Synthetic Data Generation
Our synthetic data generation pipeline, integrated with the OCR annotation platform, creates Odia text resembling real-world documents, simulating variations in format, structure, and content. This enhances OCR model robustness and performance across diverse text types.

Figure 3: Synthetic Data Generated Through the Odia OCR Annotation Platform
DataSet
This small test set is a curated collection of Odia text paired with scanned images, created to support the development and evaluation of OCR models for the Odia script.

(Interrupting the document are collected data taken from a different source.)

PR #5942, opened 2026-07-06
fix: multisig operation handling with execution results

savvyer:
## Description
Multisig operations completed via live event subscription only distinguished between cancelled (a reject event was seen) and executed — every non-cancelled completion was marked executed. But a MultisigExecuted event carries the inner call's DispatchResult: the multisig extrinsic can succeed while the dispatched call fails. Those failures were silently shown as successful executions.

This surfaces failed inner calls as error on the live path, matching the status the off-chain indexer already assigns (getExecutionResult), so live-caught and indexed operations stay consistent.

## Related Issues
https://novasama-technologies.atlassian.net/browse/SPEK-695

## Changes Made
- resource.ts — the multisig event subscription now normalizes a MultisigExecuted event's DispatchResult into an ExecutionResult ('success' | 'error' | null) and threads it through $completionEvents. Approvals/cancellations carry null (no DispatchResult).
- store.ts — $completedLiveOperations derives cancelled → error (failed execution) → executed, preserving cancellation precedence. Exposed $completedLiveOperations and $removedFromChainStorageOperations on __test.
- store.test.ts — added coverage for the three status derivations: successful execution → executed, failed inner call → error, and cancellation taking precedence over a failed execution.

## Checklist

- [X] I have performed a self-review of my own code
- [X] I have tested the changes and verified the happy path works as expected
- [X] I have provided description of the changes and any additional context that might help reviewers perform more accurate review
- [X] I have added tests that cover the base logic (if applicable)
- [X] My code follows the project's coding standards and style guidelines

### DIFF
--- a/.claude/commands/pr.md
+++ b/.claude/commands/pr.md
@@ -1,0 +1,16 @@
+Generate a pull request description for the current branch.
+
+Instructions:
+1. Run `git diff dev...HEAD --stat` to see which files changed
+2. Run `git diff dev...HEAD` to see the full diff
+3. Analyze the changes and produce a PR description in this format:
+
+.github/PULL_REQUEST_TEMPLATE.md
+
+Rules:
+- Keep it concise — a reviewer should understand the PR in 30 seconds
+- Focus on the "why" not the "what" — the diff shows the what
+- Group related changes together
+- Include specific test steps, not generic ones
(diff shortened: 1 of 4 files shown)


stepanLav (approved):
lgtm

PR #5947, opened 2026-07-07
fix: resolve address book names for Polkadot Vault derived accounts

MaliDo:
## Description
Polkadot Vault derived accounts were flagged as "custom named" both at creation time and by a historical migration, so the address-book/identity resolution chain was always skipped for them — the transfer "From account" selector (and any other consumer of the shared name resolver) showed the raw derivation path or "Main" instead of a saved contact name, even when the same address was already in the address book. Separately, once a name was resolved and cached, it stayed stale if contacts changed while a view was still mounted — reconnecting the backend address book from an open Transfer modal required closing and reopening it to see the update.

To verify: pair a Vault wallet with multiple derived keys, add one of its addresses to the address book with a custom name, open Transfer and check the "From account" dropdown shows that name (and that typing filters the list). Then, with the modal still open, reconnect/disconnect the backend address book and confirm names update without closing the modal.

Also includes draft spec READMEs for `polkadot-vault-wallet` and `polkadot-vault-wallet-pairing` (required by the Feature Map CI check since this PR touches their account-creation code). Written from reading the code — **flagged as pending review from the feature's author** before being treated as source of truth.

## Related Issues
https://novasama-technologies.atlassian.net/browse/SPEK-698

## Changes Made
- Vault account creation (`manage-vault-model.ts`, `polkadot-vault-wallet/service.ts`) now marks newly derived keys `GENERATED` instead of relying on a `CUSTOM` default, making them eligible for address-book resolution going forward.
- New migration (`migration-21.ts`, DB v53) resets existing Vault chain/shard accounts from `CUSTOM` back to `GENERATED`, deliberately excluding the single BASE/universal account created when a pairing yields zero derived keys, since that name really was typed by the user.
- `resolveAccountName` (`service.ts`) gains a fallback tier — the account's own stored name is tried before falling back to a short address, so accounts without a contact/identity match still show "Main"/derivation path rather than a truncated address.
- `AccountSelect` (the transfer "From account" dropdown) now resolves names through the same contact/identity chain as the rest of the app, and supports search, mirroring the recipient selector's `Select` + `onSearch` pattern.
- `resource.ts` tracks which accounts/wallets currently have a resolved name cached and recomputes them whenever contacts change, so mounted views update live instead of only on remount.
- Draft spec READMEs added for `polkadot-vault-wallet` and `polkadot-vault-wallet-pairing`, and linked in the Feature Map.

### Addressed review feedback
A `CHANGES_REQUESTED` review flagged several follow-on issues in the above; all are fixed in a follow-up commit:
- `migration-21.ts` now keys off the owning wallet's type instead of the account's own `signingType` — accounts that migrated from a pre-`accounts2` Multishard wallet kept a stale `PARITY_SIGNER` signingType and were being skipped. Also fixed `.modify()`'s early-exit branches to `return false`, so untouched rows are no longer rewritten on every migration run.
- Live name recompute (`resource.ts`) now reacts to identities/accounts/chains changing, not just contacts, and merges onto the existing cache instead of replacing it wholesale; tracked params are capped to bound memory growth.
- `resolveAccountName` now uses the caller's already-known account when available instead of re-deriving it by `accountId` alone, and otherwise prefers a chain match, then a `CUSTOM`-named account, over array order — fixes a Vault key's raw derivation path being able to shadow a differently-named account that happens to share its `accountId` across wallets. The account-name cache key and `accountsNameResource`'s own request key were both extended with the same per-account identity so two accounts (or two account lists) sharing an `accountId` no longer collide on the same cache/request slot.
- `wallet-model.ts`'s `createWalletFx` now defaults `nameType` based on `accountType` (Vault `CHAIN`/`SHARD` keys → `GENERATED`, everything else keeps the existing `CUSTOM` default) instead of one blanket default, so any future Vault-derived-key creation path is correct by default without relying on every call site to remember to stamp it.

## Screenshots/Recordings
https://github.com/user-attachments/assets/f44fd5c9-cb22-4530-bc5f-c714daa8bd78

## Checklist

### DIFF
--- a/src/renderer/domains/network/account/hooks.ts
+++ b/src/renderer/domains/network/account/hooks.ts
@@ -31,6 +31,7 @@ export const useAccountsNames = (accounts: AnyAccount[], chain?: Chain | null) =
         const key = createAccountNameCacheKey({
           accountId: account.accountId,
           chain,
+          account,
         });
         result[key] = cache[key] ?? account.name;
       }
@@ -42,6 +43,7 @@ export const useAccountsNames = (accounts: AnyAccount[], chain?: Chain | null) =
     const key = createAccountNameCacheKey({
       accountId: account.accountId,
       chain,
+      account,
     });
     const resolvedName = accountNames[key];
     return resolvedName ? { ...account, name: resolvedName } : account;
--- a/src/renderer/domains/network/account/resource.test.ts
+++ b/src/renderer/domains/network/account/resource.test.ts
@@ -1,0 +1,84 @@
+import { describe, expect, it } from 'vitest';
+
+import { CryptoType, SigningType } from '@/shared/core';
+import { createAccountId, polkadotChain, polkadotChainId } from '@/shared/mocks';
+
+import { accountsNameResource, createAccountNameCacheKey } from './resource';
+import { type ChainAccount } from './types';
+
+describe('createAccountNameCacheKey', () => {
+  it('should key on the specific account id, not just accountId, so accounts sharing an accountId across wallets do not collide', () => {
+    const sharedAccountId = createAccountId('shared');
+
+    const vaultDerivedAccount: ChainAccount = {
+      id: 'vault-account',
+      type: 'chain',
+      accountId: sharedAccountId,
+      chainId: polkadotChainId,
+      name: '//polkadot//0',
+      walletId: 1,
+      signingType: SigningType.POLKADOT_VAULT,
+      cryptoType: CryptoType.SR25519,
+      createdAt: Date.now(),
+    };
+    const watchOnlyAccount: ChainAccount = {
+      ...vaultDerivedAccount,
+      id: 'watch-only-account',
+      walletId: 2,
+      name: 'My Watch-Only',
+    };
+
+    const vaultKey = createAccountNameCacheKey({
+      accountId: sharedAccountId,
+      chain: polkadotChain,
+      account: vaultDerivedAccount,
+    });
+    const watchOnlyKey = createAccountNameCacheKey({
+      accountId: sharedAccountId,
+      chain: polkadotChain,
+      account: watchOnlyAccount,
+    });
+
+    expect(vaultKey).not.toBe(watchOnlyKey);
+  });
+
+  it('should fall back to accountId when no specific account is known (e.g. an arbitrary address)', () => {
+    const accountId = createAccountId('arbitrary');
+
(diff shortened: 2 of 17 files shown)


savvyer (changes requested):
Ran a deep review on this PR — a few real issues worth addressing before merge:

Bugs

- Migration-21 misses legacy Vault accounts (migration-21.ts:21) — pre-accounts2 Vault/Parity Signer derived keys carry signingType: 'signing_ps' (migration-2 set it, migration-3 copied it per-account, migration-6 preserved it when regrouping into Vault wallets — only the synthesized BASE account got 'signing_pv'). The signingType !== POLKADOT_VAULT guard skips them, so the oldest Vault users keep CUSTOM and never get address-book resolution — exactly the users this fix targets.

- Live recompute only reacts to contacts (resource.ts:244) — the new samples are clocked solely on $contacts, but resolveAccountName also depends on identity.$list, accounts.$list, and $chains (all already in the sample source). An identity resolving after a modal mounts, or a wallet/account rename, still shows a stale name until remount — the same staleness class the comment above the code promises to fix.

- Second-writer race on the caches (resource.ts:270) — the samples write directly into $accountNameCache/$walletNameCache. A name fetch in flight (its attach snapshotted the old $contacts before an await) can push its stale resolution over a fresh recompute. The full-replacement (next = {}) also drops any cache entry not covered by the params stores.

- relatedAccount?.name fallback is chain/wallet-blind (service.ts:337) — accounts.find(a => a.accountId === accountId) has no chain or wallet filter, so with duplicate accountIds across wallets the shown name depends on store order (e.g. a Vault key's raw //kusama//hot//0 can shadow a user's custom-named watch-only account for the same address).

- Regression trap (wallet-model.ts:80) — createWalletFx defaults nameType ?? CUSTOM while createWalletsFx defaults ?? GENERATED; the fix stamps GENERATED at 3 leaf sites instead of the choke point. Since migration-21 never re-runs, any future creation path that forgets the stamp permanently reintroduces the bug.

Minor

- migration-21.ts: bare return; in .modify doesn't skip the write-back (Dexie requires return false) → the migration rewrites the entire accounts2 table.
resource.ts:200: $accountNameParams/$walletNameParams grow unboundedly (full Wallet snapshots, no eviction) and every backend contact sync rebuilds the whole cache.
- service.ts:344: the chain-prefix fallback branch below the new early return is now dead code (name is a required string).

savvyer (approved):

PR #2766, opened 2019-08-15
Update analyzer documentation files in the repo

mavasani:


src/Microsoft.CodeAnalysis.FxCopAnalyzers/Microsoft.CodeAnalysis.FxCopAnalyzers.sarif
```diff
@@ -3645,6 +3645,63 @@
...
+          "defaultLevel": "warning",
+          "properties": {
+            "category": "Security",
+            "isEnabledByDefault": false,
+            "typeName": "SetHttpOnlyForHttpCookie",
+            "languages": [
+              "C#",
+              "Visual Basic"
+            ],
+            "tags": [
```
mavasani: @dotpaul @LLLXXXCCC - can you confirm the tags are correct for each of the added rules? Also do we respect https://github.com/dotnet/roslyn-analyzers/blob/master/docs/Analyzer%20Configuration.md#excluded-symbol-names for the DFA rule? If so, we should update that list of configurable rules.

mavasani:
Closing in favor of https://github.com/dotnet/roslyn-analyzers/pull/2771

PR #2808, opened 2019-09-04
Add few requested configuration options

### LINKED ISSUE #1375: CA1801 (Review unused parameters) needs an option to ignore effectively public methods
#### Analyzer package

#### Analyzer

ReviewUnusedParametersAnalyzer

#### Suggestion

We need some way to configure the analyzer to ignore effectively public methods - lot of clients would not want their shipped public API surface to change/be flagged (for example, Roslyn itself). This is not going to be trivial until we implement analyzer options API. So, meanwhile we can consider having 2 different code fixes/actions for this diagnostic for a user friendly FixAll experience:

1. Works on entire API surface
2. Works just on APIs which are not effectively public

I think we need this to ensure the code fix for rule is useful.

### LINKED ISSUE #2691: CA1062: Validate arguments of public methods - when using custom extension method
Visual Studio 2019 (16.1.6) with Microsoft.CodeAnalysis.FxCopAnalyzers 2.9.3.

We use an extension method that helps keep our methods clean and simple but this results in a "CA1062: Validate arguments of public methods" warning. This isn't ideal as we still want the warning if we don't call our extension method (`CheckArgumentNull`).

Extension method:
```
        public static void CheckArgumentNull(this object value, string paramName)
        {
            if (value == null)
        }
```
Allows us to check parameters like this:
          `  paramName.CheckArgumentNull(nameof(paramName));`

...rather than the more wordy:
```
            if (paramName == null)
                throw new ArgumentNullException(nameof(paramName));
```

Some thoughts on this:
1. Perhaps the code analysis can look into extension method for a check.
2. Perhaps we can decorate the extension method with something like AttributeUsage to indicate the CA1062 is handled and can be ignored.

### LINKED ISSUE #2713: New rule: Do not catch NullReferenceException type
NullReferenceException should be fixed and not caught. In most situations it should be possible to convert/replace the try-catch-block into a null check. Any code from the catch block could be moved to the "is null" branch of an if-statement.

### LINKED ISSUE #2772: CA1802 could also flag some instance fields
**Version Used**: 
3.3.0-beta3-19409-05+ed92d532473db83c1db47b313ee1c1bd7520aa08

**Steps to Reproduce**:
```C#
using System;

class Program
{
    static void Main()
    {
        foreach (string s in new Splitter().Split("hello,world"))
            Console.WriteLine(s);
    }
}

class Splitter
{
    private readonly char _separator = ',';

    public string[] Split(string s) => s.Split(_separator);
}
```

**Expected Behavior**:
CA1802 would suggest refactoring `_separator` to be `const`.

**Actual Behavior**:
CA1802 ignores `_separator` because it's an instance rather than static field.

### LINKED ISSUE #2799: CA2241 - Possibility to support custom string formatting methods?
#### Analyzer package

Microsoft.NetCore.Analyzers

#### Package Version

v2.9.4

#### Diagnostic ID

[CA2241](https://docs.microsoft.com/en-us/visualstudio/code-quality/ca2241-provide-correct-arguments-to-formatting-methods)

#### Repro steps

Have a custom method that accepts the typical format string + params args.

IE:
public static string Log(string format, params object[] args)
{
   ...
}

#### Expected behavior

Log("{1}", 2) triggers CA2241

#### Actual behavior

CA2241 is hardcoded to look at Console.Write(Line) and string.Format, so no error.

I assume adding this would be a breaking change WRT backwards compatibility, but could this be made configurable?

mavasani:
Recommended to review commit by commit.

1. https://github.com/dotnet/roslyn-analyzers/commit/40cd30186631a3e5d33492b37f5c69b0aa59876c: Add a configurable option `disallowed_symbol_names` to CA1031 to allow configuration of disallowed exception types. Fixes #2713
2. https://github.com/dotnet/roslyn-analyzers/commit/7807234e18b3c7797506b26bbd4596955f6dcc09: Add a new configurable option 'additional_string_formatting_methods' for CA2241. [CA2241](https://docs.microsoft.com/visualstudio/code-quality/ca2241-provide-correct-arguments-to-formatting-methods) considers String.Format and Console.WriteLine as special formatting methods to validate the callsites for formatting arguments. This change allows end users to supply additional formatting methods that should be validated. Fixes #2799
3. https://github.com/dotnet/roslyn-analyzers/commit/af63bad9c0da2c43c2814e4f2ec54351e378bde4: Add configuration option 'required_modifiers' for CA1802. [CA1802](https://docs.microsoft.com/visualstudio/code-quality/ca1802-use-literals-where-appropriate) only flags static readonly flags by default. This matches the legacy FxCop implementation for compat reasons. With this change, users can make the rule more aggressive by also flagging instance fields. Fixes #2772
4. https://github.com/dotnet/roslyn-analyzers/commit/a557ba71bc079bb9f1c60ec3ccb1ccbbc9ca22fa: Add configurable option `exclude_extension_method_this_parameter` for [CA1062](https://docs.microsoft.com/visualstudio/code-quality/ca1062-validate-arguments-of-public-methods) to skip analysis of extension method 'this' parameter. Fixes #2691
5. https://github.com/dotnet/roslyn-analyzers/pull/2808/commits/b6d9409c77d0b0616c9c13e776b63ec48b14b46e: Respect existing option `api_surface` for CA1802 (Review unused parameters). Fixes #1375


docs/Analyzer Configuration.md
```diff
@@ -66,6 +66,31 @@ Default Value: All output kinds
 
 Example: `dotnet_code_quality.CA2007.output_kind = ConsoleApplication, DynamicallyLinkedLibrary`
 
+### Required modifiers for analyzed APIs
```
mavasani: @gewarren Would you be able to do a quick review of the new option names? I will soon file a tracking bug in the docs repo for all the new options since https://docs.microsoft.com/en-us/visualstudio/code-quality/fxcop-analyzer-options?view=vs-2019 was last updated. Thanks!

gewarren: @mavasani They look good to me!

mavasani: Thanks!

mavasani:
@dotpaul @genlu can you do a quick review? We would like to release a 2.9.5-beta1 given the recent performance fixes and I would like to get this in if possible.

mavasani:
Thank you @dotpaul

PR #2819, opened 2019-09-05
Update checked in analyzer documentation files in the repo

mavasani:


src/Microsoft.CodeAnalysis.FxCopAnalyzers/Microsoft.CodeAnalysis.FxCopAnalyzers.md
```diff
@@ -3,50 +3,50 @@ Sr. No. | Rule ID | Title | Category | Enabled | CodeFix | Description |
...
-3 | [CA1003](https://docs.microsoft.com/visualstudio/code-quality/ca1003-use-generic-event-handler-instances) | Use generic event handler instances | Design | False | True | A type contains an event that declares an EventHandler delegate that returns void, whose signature contains two parameters (the first an object and the second a type that is assignable to EventArgs), and the containing assembly targets Microsoft .NET Framework?2.0. |
+3 | [CA1003](https://docs.microsoft.com/visualstudio/code-quality/ca1003-use-generic-event-handler-instances) | Use generic event handler instances | Design | False | False | A type contains an event that declares an EventHandler delegate that returns void, whose signature contains two parameters (the first an object and the second a type that is assignable to EventArgs), and the containing assembly targets Microsoft .NET Framework?2.0. |
```
sharwell: :bulb: This would be easier to glance over if False was changed to :x: and True was changed to ✔

src/Microsoft.CodeQuality.Analyzers/Core/ApiDesignGuidelines/AvoidEmptyInterfaces.Fixer.cs
```diff
@@ -11,7 +11,7 @@ namespace Microsoft.CodeQuality.Analyzers.ApiDesignGuidelines
     /// </summary>
     public abstract class AvoidEmptyInterfacesFixer : CodeFixProvider
     {
-        public sealed override ImmutableArray<string> FixableDiagnosticIds => ImmutableArray.Create(AvoidEmptyInterfacesAnalyzer.RuleId);
+        public sealed override ImmutableArray<string> FixableDiagnosticIds => ImmutableArray<string>.Empty;
```
sharwell: :\ These are going to be easy to mess up if/when the fixers are implemented. I would _strongly_ prefer to update the analysis to recognize the stub implementation in `RegisterCodeFixesAsync` (returning a completed task) and use that as the trigger for True/False.

sharwell:
Also it would be nice to change this to be a build artifact with client-side rendering like the pages here. There are a few bugs in the analysis code, but the strategy as a whole is quite robust with no need to ever check in updated files.

https://dotnetanalyzers.github.io/StyleCopAnalyzers/
https://dotnetanalyzers.github.io/DocumentationAnalyzers/

src/Microsoft.CodeQuality.Analyzers/Core/ApiDesignGuidelines/AvoidEmptyInterfaces.Fixer.cs
mavasani: The [current approach](https://github.com/dotnet/roslyn-analyzers/blob/master/src/GenerateAnalyzerRulesets/Program.cs#L448) to generate the documentation files does not to source analysis. It loads the analyzer assemblies via our AnalyzerFileReference API and then uses the runtime object to query supported diagnostics (analyzer) and fixable diagnostics (fixer). It is unlikely that this will regress because the changed files were all auto-generated stubs by a tool, and I don't think we will change these again unless we are actually implementing a fixer.

mavasani:
> Also it would be nice to change this to be a build artifact with client-side rendering like the pages here. There are a few bugs in the analysis code, but the strategy as a whole is quite robust with no need to ever check in updated files.

This documentation files are auto-generated build artifacts by just executing CIBuild.cmd, I did not update these manually. Once https://github.com/dotnet/roslyn-tools/issues/529 is implemented, these PRs would get auto-generated just like merge PRs. Additionally, the MD and SARIF format documentation files are also embedded in the shipped NuGet packages. Theoretically, no one needs to review the changes to these documentation files, unless you end up finding that the documentation page has wrong information. The checked in versions in the repo are just for quick reference to know the latest state of rules in the repo, and it seems much more reliable and discoverable to have them in the repo and not rely on (manual?) publishing to external sites. We used to have a legacy tool that use to generate a similar page as StyleCop's, and it ran into quite a few bugs and needed regular fixes and also kept forgetting running the manual publishing step.

src/Microsoft.CodeAnalysis.FxCopAnalyzers/Microsoft.CodeAnalysis.FxCopAnalyzers.md
mavasani: These are auto-generated/updated files, we don't expect reviewing changes to these files.

src/Microsoft.CodeQuality.Analyzers/Core/ApiDesignGuidelines/AvoidEmptyInterfaces.Fixer.cs
dotpaul: Would be neat to come up with something, but this seems fine to get the docs updated before shipping 2.9.5-beta1.

mavasani: Yep, we can have a separate discussion on whether we need a better approach here. I am going to retain the current approach for this PR.

mavasani:
Confirmed offline with Sam that we can discuss alternate approaches to the concerns raised here in a separate issue. Merging this one..

PR #2820, opened 2019-09-05
Fixing an InvalidCastException

dotpaul:
error AD0001: Analyzer 'Microsoft.NetCore.Analyzers.Security.DoNotUseInsecureSettingsForJsonNet' threw an exception of type 'System.InvalidCastException' with message 'Unable to cast object of type 'Microsoft.CodeAnalysis.CSharp.Symbols.SourceMemberFieldSymbolFromDeclarator' to type 'Microsoft.CodeAnalysis.IMethodSymbol'.'.

### DIFF
--- a/src/Utilities/FlowAnalysis/FlowAnalysis/Framework/DataFlow/DataFlowOperationVisitor.cs
+++ b/src/Utilities/FlowAnalysis/FlowAnalysis/Framework/DataFlow/DataFlowOperationVisitor.cs
@@ -1969,7 +1969,7 @@ namespace Microsoft.CodeAnalysis.FlowAnalysis.DataFlow
             }
 
             // Check if we are already at the maximum allowed interprocedural call chain length.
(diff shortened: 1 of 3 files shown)


src/Utilities/FlowAnalysis/FlowAnalysis/Framework/DataFlow/DataFlowOperationVisitor.cs
```diff
@@ -1969,7 +1969,7 @@ protected bool TryGetInterproceduralAnalysisResult(IOperation operation, out TAn
             }
 
             // Check if we are already at the maximum allowed interprocedural call chain length.
-            int currentMethodCallCount = currentMethodsBeingAnalyzed.Where(m => !((IMethodSymbol)m.OwningSymbol).IsLambdaOrLocalFunctionOrDelegate()).Count();
+            int currentMethodCallCount = currentMethodsBeingAnalyzed.Where(m => !(m.OwningSymbol is IMethodSymbol ms && ms.IsLambdaOrLocalFunctionOrDelegate())).Count();
```
dotpaul: OwningSymbol is no longer just an IMethodSymbol, since DFA is also looking at field / property initializers.  Since we're just excluding lambdas / locals / delegates from the count, I'm hoping this is okay.

PR #2825, opened 2019-09-06
Removing unmaintained SDL rulesets

dotpaul:
Since these aren't being maintained and we're not using them internally.


dotpaul:
Thanks @mavasani !

PR #2828, opened 2019-09-06
ReleaseNoteUtil: Ignore CodeFixProviders with no-op RegisterCodeFixesAsync() methods

dotpaul:
In another PR, we can consolidate FixerExtensions.cs implementations, and make sure GenerateAnalyzerRulesets works (I seem to be getting different results between ReleaseNotesUtil and GenerateAnalyzerRulesets even before this change).


dotpaul:
Thanks @mavasani !

PR #4594, opened 2020-12-17
Remove stale TODO comment

### LINKED ISSUE #2009: IMethodSymbolExtensions.GetTopmostOperationBlock() gets one more operation than expected
#### Branch

master

#### File Name

\src\Utilities\Extensions\IOperationExtensions.cs, \src\Utilities\Extensions\IMethodSymbolExtensions.cs

#### Problematic Code

ImmutableArray<IOperation> GetOperations(this ImmutableArray<IOperation> blockOperations) in IOperationExtensions.cs, IBlockOperation GetTopmostOperationBlock(this IMethodSymbol method, Compilation compilation, CancellationToken cancellationToken = default(CancellationToken)) in IMethodSymbolExtensions.cs

#### Test Code
```
[Fact]
        public void TestDelegateCreationDiagnostic()
        {
            VerifyBasic(@"
Imports System.Net
Imports System.Net.Security
Imports System.Security.Cryptography.X509Certificates

Namespace TestNamespace
    Class TestClass
        Sub TestMethod()
            System.Net.ServicePointManager.ServerCertificateValidationCallback = New System.Net.Security.RemoteCertificateValidationCallback(AddressOf AcceptAllCertifications)
        End Sub

        Function AcceptAllCertifications(ByVal sender As Object, ByVal certification As System.Security.Cryptography.X509Certificates.X509Certificate, ByVal chain As System.Security.Cryptography.X509Certificates.X509Chain, ByVal sslPolicyErrors As System.Net.Security.SslPolicyErrors) As Boolean
            Return True
        End Function
    End Class
End Namespace",
            GetBasicResultAt(9, 82, DoNotDisableCertificateValidation.Rule, "MethodReference"));
        }
```

#### Expected behavior

When use GetTopmostOperationBlock() to deal with the test code, it should get some children operations and the last 2 children operation should be implicit and whose kinds should be "Label" and "Return", then pass the result to GetOperations() to remove the last 2 operations.

#### Actual behavior

GetTopmostOperationBlock gets 5 children operations, and whose kinds are "Return", "Literal", "Label", "Return" and "LocalReference". It seems there's one more implicit operation "LocalReference" than expected.

Evangelink:
Fix #2009

Testing on `master`, it seems we now have 4 children: the variable, the return and the 2 implicit operations `Label` and `Return` mentioned in the `Expected behavior` section.

### DIFF
--- a/src/NetAnalyzers/Core/Microsoft.NetCore.Analyzers/Security/DoNotDisableCertificateValidation.cs
+++ b/src/NetAnalyzers/Core/Microsoft.NetCore.Analyzers/Security/DoNotDisableCertificateValidation.cs
@@ -112,8 +112,7 @@ namespace Microsoft.NetCore.Analyzers.Security
                                             return;
                                         }
 
-                                        // TODO(LINCHE): This is an issue tracked by #2009. We filter extraneous based on IsImplicit.
-                                        var targetOperations = ImmutableArray.ToImmutableArray(blockOperation.Descendants()).WithoutFullyImplicitOperations();
+                                        var targetOperations = blockOperation.Descendants().ToImmutableArray().WithoutFullyImplicitOperations();
                                         alwaysReturnTrue = AlwaysReturnTrue(targetOperations);
                                         break;
                                 }


mavasani:
@Evangelink This needs to target 2.9.x branch. Tagging @dotpaul 

Also tagging @jmarolf as it seems Ubuntu Debug is showing intermittent test failures.

Evangelink:
Why does it need to be so complex. Closng this PR and I will open a new one targeting the right branc.

mavasani:
> Why does it need to be so complex.

Because large number of internal teams in Microsoft are still on VS2017 and they can only consume 2.9.x packages, so we need to continue maintaining that branch.

Evangelink:
Sorry wasn't talking about the need to support the branch 2.9.x, more about the github ui that was applying all commits when I change the target branch rather than only trying to cherry-pick commits.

Each data entry includes an image of Odia text alongside its validated Unicode text annotation, making it ideal for training, validating, and benchmarking OCR systems.
The Dataset is publicly available in Hugging Face for research and non-commercial purposes.

Figure 4: Sample Dataset
Conclusion
The OdiaLipi project is a collaborative initiative dedicated to preserving and modernizing Odia language resources. By leveraging high-quality OCR datasets, OCR models, and multimodal LLMs, it enables accurate digitization of both printed and handwritten Odia texts, making them editable, searchable, and machine-readable.
We invite researchers, developers, and language enthusiasts to join us in building the OCR dataset, OCR models, and applications for Odia, contributing to a digital presence that brings Odia literature, manuscripts, and historical texts to the world.